**Task item:**
Look through the lines below and extract each one that contains "current".

[Dataset excerpts]
((
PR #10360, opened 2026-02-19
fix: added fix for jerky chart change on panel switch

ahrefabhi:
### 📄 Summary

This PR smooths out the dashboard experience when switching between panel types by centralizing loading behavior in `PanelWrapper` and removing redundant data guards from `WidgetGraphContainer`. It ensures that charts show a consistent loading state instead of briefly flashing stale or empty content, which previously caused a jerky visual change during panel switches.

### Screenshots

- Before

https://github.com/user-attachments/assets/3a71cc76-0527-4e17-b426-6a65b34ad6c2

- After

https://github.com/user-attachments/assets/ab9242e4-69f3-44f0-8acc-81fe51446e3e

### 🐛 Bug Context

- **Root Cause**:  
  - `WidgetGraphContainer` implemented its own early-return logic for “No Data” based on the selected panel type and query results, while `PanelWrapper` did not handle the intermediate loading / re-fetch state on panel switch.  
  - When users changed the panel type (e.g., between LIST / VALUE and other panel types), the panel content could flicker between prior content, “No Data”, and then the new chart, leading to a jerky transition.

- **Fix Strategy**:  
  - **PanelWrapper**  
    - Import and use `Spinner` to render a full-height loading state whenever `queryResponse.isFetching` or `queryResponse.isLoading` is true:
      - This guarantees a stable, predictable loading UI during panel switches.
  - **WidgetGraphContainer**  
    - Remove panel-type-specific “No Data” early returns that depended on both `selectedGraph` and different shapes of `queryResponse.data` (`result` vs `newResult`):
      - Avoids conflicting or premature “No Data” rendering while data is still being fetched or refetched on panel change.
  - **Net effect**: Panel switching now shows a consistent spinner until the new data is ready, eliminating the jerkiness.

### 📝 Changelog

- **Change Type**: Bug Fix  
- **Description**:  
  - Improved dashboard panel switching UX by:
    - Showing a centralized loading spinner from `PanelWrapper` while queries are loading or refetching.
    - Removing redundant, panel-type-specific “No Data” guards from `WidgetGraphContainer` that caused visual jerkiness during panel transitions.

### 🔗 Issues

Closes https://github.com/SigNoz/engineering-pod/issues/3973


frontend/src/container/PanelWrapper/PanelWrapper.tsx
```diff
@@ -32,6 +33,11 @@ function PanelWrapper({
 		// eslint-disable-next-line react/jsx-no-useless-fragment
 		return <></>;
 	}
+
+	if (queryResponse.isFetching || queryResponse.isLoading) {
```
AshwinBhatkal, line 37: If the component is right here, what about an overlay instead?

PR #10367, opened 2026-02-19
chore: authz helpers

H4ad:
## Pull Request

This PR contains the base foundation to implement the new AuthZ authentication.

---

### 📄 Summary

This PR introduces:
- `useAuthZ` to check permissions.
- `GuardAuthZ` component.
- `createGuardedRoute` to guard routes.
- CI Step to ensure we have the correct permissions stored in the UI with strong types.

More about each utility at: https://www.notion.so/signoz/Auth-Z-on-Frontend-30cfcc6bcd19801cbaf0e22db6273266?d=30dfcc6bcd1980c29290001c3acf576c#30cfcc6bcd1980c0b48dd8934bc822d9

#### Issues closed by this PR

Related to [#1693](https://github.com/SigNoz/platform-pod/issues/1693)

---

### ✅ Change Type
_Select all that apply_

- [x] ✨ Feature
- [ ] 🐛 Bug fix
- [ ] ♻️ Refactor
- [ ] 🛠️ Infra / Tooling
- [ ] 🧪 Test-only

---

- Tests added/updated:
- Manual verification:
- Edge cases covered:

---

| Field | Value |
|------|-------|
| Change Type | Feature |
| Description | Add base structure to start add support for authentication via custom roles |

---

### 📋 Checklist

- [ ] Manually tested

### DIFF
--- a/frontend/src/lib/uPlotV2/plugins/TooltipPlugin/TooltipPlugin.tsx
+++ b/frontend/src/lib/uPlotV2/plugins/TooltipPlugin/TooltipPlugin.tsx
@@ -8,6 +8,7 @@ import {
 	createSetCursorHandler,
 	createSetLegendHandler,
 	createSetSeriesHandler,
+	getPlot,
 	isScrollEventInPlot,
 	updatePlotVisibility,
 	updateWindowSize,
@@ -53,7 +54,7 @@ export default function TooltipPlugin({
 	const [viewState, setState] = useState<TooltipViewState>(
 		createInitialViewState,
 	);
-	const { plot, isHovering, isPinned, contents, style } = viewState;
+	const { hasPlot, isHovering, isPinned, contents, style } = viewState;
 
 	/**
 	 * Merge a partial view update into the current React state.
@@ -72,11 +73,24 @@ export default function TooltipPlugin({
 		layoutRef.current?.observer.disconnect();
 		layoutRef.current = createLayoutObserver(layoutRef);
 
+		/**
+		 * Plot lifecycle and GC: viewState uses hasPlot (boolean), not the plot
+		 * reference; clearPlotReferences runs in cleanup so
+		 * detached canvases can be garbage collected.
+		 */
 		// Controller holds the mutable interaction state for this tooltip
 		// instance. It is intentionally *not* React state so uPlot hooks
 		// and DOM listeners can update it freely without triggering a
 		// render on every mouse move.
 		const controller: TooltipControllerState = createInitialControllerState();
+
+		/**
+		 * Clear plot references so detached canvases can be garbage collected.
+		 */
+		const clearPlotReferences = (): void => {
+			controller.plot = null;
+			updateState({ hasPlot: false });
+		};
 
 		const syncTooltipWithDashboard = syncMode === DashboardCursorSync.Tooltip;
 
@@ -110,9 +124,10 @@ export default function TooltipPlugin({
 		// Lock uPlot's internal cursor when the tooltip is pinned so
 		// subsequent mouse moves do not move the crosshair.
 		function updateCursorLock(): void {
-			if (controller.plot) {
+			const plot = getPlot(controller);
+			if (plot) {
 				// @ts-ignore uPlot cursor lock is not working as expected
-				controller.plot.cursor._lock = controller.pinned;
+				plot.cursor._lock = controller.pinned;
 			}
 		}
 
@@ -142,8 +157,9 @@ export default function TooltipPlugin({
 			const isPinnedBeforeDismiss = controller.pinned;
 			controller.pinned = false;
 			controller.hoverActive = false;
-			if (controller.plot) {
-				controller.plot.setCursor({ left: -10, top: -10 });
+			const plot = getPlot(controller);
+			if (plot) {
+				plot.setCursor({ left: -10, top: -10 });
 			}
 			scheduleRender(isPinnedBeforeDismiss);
))
**Expected answer:**
 	 * Merge a partial view update into the current React state.
 		layoutRef.current?.observer.disconnect();
 		layoutRef.current = createLayoutObserver(layoutRef);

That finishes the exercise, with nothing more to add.